3.1. Analysis of Water Injection Flow Direction and Water Injection Utilization Ratio
This area is a reservoir with high water cut and low permeability. The formation pressure is maintained at a high level. It is necessary to determine the direction of water flow. The established identification method was used to evaluate the area, and the results are shown in Figure 7. In order to verify the reliability of the evaluation results, the tracer method was used for monitoring. The tracer test results were very consistent with the evaluation results which indicate that the evaluation method had good reliability.

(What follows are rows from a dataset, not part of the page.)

Issue #86935, opened 2024-01-07
AudioStream's internal `get_stream_name` seems to be entirely unused, rendering `_get_stream_name` pointless.


Mickeon:
### Tested versions

Starting from 4.0

### System information

Windows 10

### Issue description

Opening this issue before doing something hasty.

In the source code, it seems like **AudioStream**'s `get_stream_name` is overridden properly for almost every inherited **AudioStream** type. However, outside of the tests, this method is not ever actually called.

This also makes the exposed, overridable method `_get_stream_name` entirely pointless, as the returned name is not ever used for anything.

The simplest solution to this issue is to expose `get_stream_name`

### Steps to reproduce

This requires a look at the source code. Find every reference of `get_stream_name`. Every mention is an appropriate override of the original, but it is never called for any actual purpose.

### Minimal reproduction project (MRP)

No need.

PR #86927, opened 2024-01-07
Fill the documentation of a few overlooked classes

Mickeon:
This PR completely fills the documentation of **AudioEffect**, **AudioEffectInstance**, **MissingNode** and **MissingResource**. 

For **AudioEffect** and **AudioEffectInstance**, the description has been overhauled with appropriate links to each other, AudioServer and the oddly missing tutorial section, and so maaaaany missing details
<details>
<summary>Hmm...</summary>

</details>

For MissingNode and MissingResource, it adds missing details in their behavior.

100% completion, here we go.

PR #86958, opened 2024-01-08
Add missing documentation for AudioStream & AudioStreamPlayback

Mickeon:
Related to https://github.com/godotengine/godot/pull/86927

This PR completes the documentation of **AudioServer**, **AudioStream** and **AudioStreamPlayback**, filling all of the undocumented methods. 
The existing descriptions where mostly left untouched <sub>even though they're quite poor</sub>.

Some doubts are still there, but it's still way better than leaving them as the "mystery meat" methods. Actually writing for them has you realise how [flawed some of these are](https://github.com/godotengine/godot/issues/86935).

### DIFF
--- a/doc/classes/AudioStream.xml
+++ b/doc/classes/AudioStream.xml
@@ -16,31 +16,39 @@
 		<method name="_get_beat_count" qualifiers="virtual const">
 			<return type="int" />
 			<description>
+				Overridable method. Should return the total number of beats of this audio stream. Used by the engine to determine the position of every beat.
+				Ideally, the returned value should be based off the stream's sample rate ([member AudioStreamWAV.mix_rate], for example).
 			</description>
 		</method>
 		<method name="_get_bpm" qualifiers="virtual const">
 			<return type="float" />
 			<description>
+				Overridable method. Should return the tempo of this audio stream, in beats per minute (BPM). Used by the engine to determine the position of every beat.
+				Ideally, the returned value should be based off the stream's sample rate ([member AudioStreamWAV.mix_rate], for example).
 			</description>
 		</method>
 		<method name="_get_length" qualifiers="virtual const">
 			<return type="float" />
 			<description>
+				Override this method to customize the returned value of [method get_length]. Should return the length of this audio stream, in seconds.
 			</description>
 		</method>
 		<method name="_get_stream_name" qualifiers="virtual const">
 			<return type="String" />
 			<description>
+				Override this method to customize the name assigned to this audio stream. Unused by the engine.
 			</description>
 		</method>
 		<method name="_instantiate_playback" qualifiers="virtual const">
 			<return type="AudioStreamPlayback" />
 			<description>
+				Override this method to customize the returned value of [method instantiate_playback]. Should returned a new [AudioStreamPlayback] created when the stream is played (such as by an [AudioStreamPlayer])..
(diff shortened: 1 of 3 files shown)


doc/classes/AudioStreamPlayback.xml
```diff
@@ -31,28 +34,34 @@
 			<param index="1" name="rate_scale" type="float" />
 			<param index="2" name="frames" type="int" />
 			<description>
+				Override this method to customize how the audio stream is mixed while the playback is active.
```
RedMser, line 37:
```suggestion
				Override this method to customize how the audio stream is mixed.
```
Mixing seems to happen even if `is_playing()` returns false.

doc/classes/AudioStreamPlayback.xml
```diff
@@ -31,28 +34,34 @@
...
 		<method name="_stop" qualifiers="virtual">
 			<return type="void" />
 			<description>
+				Override this method to customize what happens when the playback is stopped, such as by calling [method AudioStreamPlayer.stop].
 			</description>
 		</method>
 		<method name="_tag_used_streams" qualifiers="virtual">
 			<return type="void" />
 			<description>
+				Called if [method AudioServer.set_enable_tagging_used_audio_streams] has been set to [code]true[/code].
```
RedMser, line 64:
```suggestion
				Called whenever the audio stream is mixed if [method AudioServer.set_enable_tagging_used_audio_streams] has been set to [code]true[/code] and the playback is active.
```

Include info about it being called after every mix step, and only if playback is active.

RedMser (commented):
From a quick look into `AudioServer::_mix_step` there were some things that did not seem right to me.

Mickeon:
Updated this PR to address the above, and filled the descriptions of both `_tag_used_streams` and `set_enable_tagging_used_audio_streams` based on further insight https://chat.godotengine.org/channel/audio?msg=nh7hTna84fNH7vcPJ

doc/classes/AudioStream.xml
```diff
@@ -16,31 +16,39 @@
 		<method name="_get_beat_count" qualifiers="virtual const">
 			<return type="int" />
 			<description>
+				Should return the total number of beats of this audio stream. Used by the engine to determine the position of every beat.
```
YuriSizov, line 19: I think we should always explicitly tell the user that virtual methods need to be implemented by them. Without this clarification a description starting with "Should return" looks concerning, as if we don't know exactly if this method returns what we think it returns.

Same below.

Mickeon: The usual "_Override this method to[...]_" cannot really work here otherwise it would be too verbose.

I would introduce them with "_Overridable method._" personally. I don't like to say "_Virtual method to be implemented by the user_" because it feels very redundant, but that's obviously just an opinion. `virtual` is right there, you can see what it does, and all virtual methods begin with an underscore. Users should be used by this, especially if they're trying to make their own audio streams.

Mickeon:
Updated the PR to add "Overridable method" or similar to the methods that don't explicitly start with "Override" or similar.

akien-mga (approved):

akien-mga:
Thanks!

akien-mga:
Cherry-picked for 4.2.2.
Cherry-picked for 4.1.4.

The above methods are used to analyze the current interfacial flow direction and flow rate of the injected water in this area. The evaluation results show that 45% of the injected water has interfacial flow. The direction of the injected water interfacial flow in this area has a good corresponding characteristic with the sedimentary microfacies. The sedimentary characteristics of this area are the main inducement of the interfacial flow in this area, rather than the microfracture previously believed, as shown in Figure 8.
3.2. The Evaluation of Holding Water Volume
At present, the cumulative injection-production ratio in the West 34 well area and the West 25 well area is 4.38, and the actual average formation pressure remains at 100%, that is, about 70% of the injected water is not effectively utilized. 75% of injection wells (Figures 9 and 10) in this area are characterized by a composite reservoir and meet the following rules: (1) The average pressure drop test time is about 15 days, but the pressure drop is about 2 MPa and the pressure drop is small. (2) Before the test, the average wellhead oil pressure was 18 MPa, the formation injection pressure was above 38 MPa, and the injection pressure was very high, but the injection volume decreased. (3) Well test curve shows the characteristics of composite reservoir. According to the previous understanding, we can judge the characteristics of water holding in wells in this area.
According to the data collected, the average cumulative injection volume per well in this area is 116,400 m3, and about 20% of the injected water is not effectively swept. If a well is drained at a rate of 100 m3/d, it will drain for 200 days.
(1)For the high-water-cut reservoirs, the evaluation method of water injection destination and water injection utilization rate was established. The reliability of the method was verified by comparing with the tracer test results. This method only needs to produce dynamic data to judge the direction of channeling and the proportion of channeling(2)For reservoirs with high injection-production ratio and low formation pressure maintenance level, a well test interpretation model based on well testing is established, and the judgment standard for water holding is determined. Well test analysis method can be used to determine the holding volume of the injected water(3)By using the above methods on a typical reservoir, the injected water flow direction and the holding water showed that about 45% of the injected water had channeling and the water injection was ineffective. In the water holding area, about 20% of the injected water is held near the bottom of the well. The above results can provide data reference for the adjustment of water flooding in this reservoir
The data used to support the findings of this study are available from the corresponding author upon request.
Conflicts of Interest
The authors declare that they have no conflicts of interest.
This work received funding supports from the Science Foundation of China University of Petroleum, Beijing (2462018YJRC032 and 2462020YXZZ027) and the National Major Project of China (2017ZX05030002-005).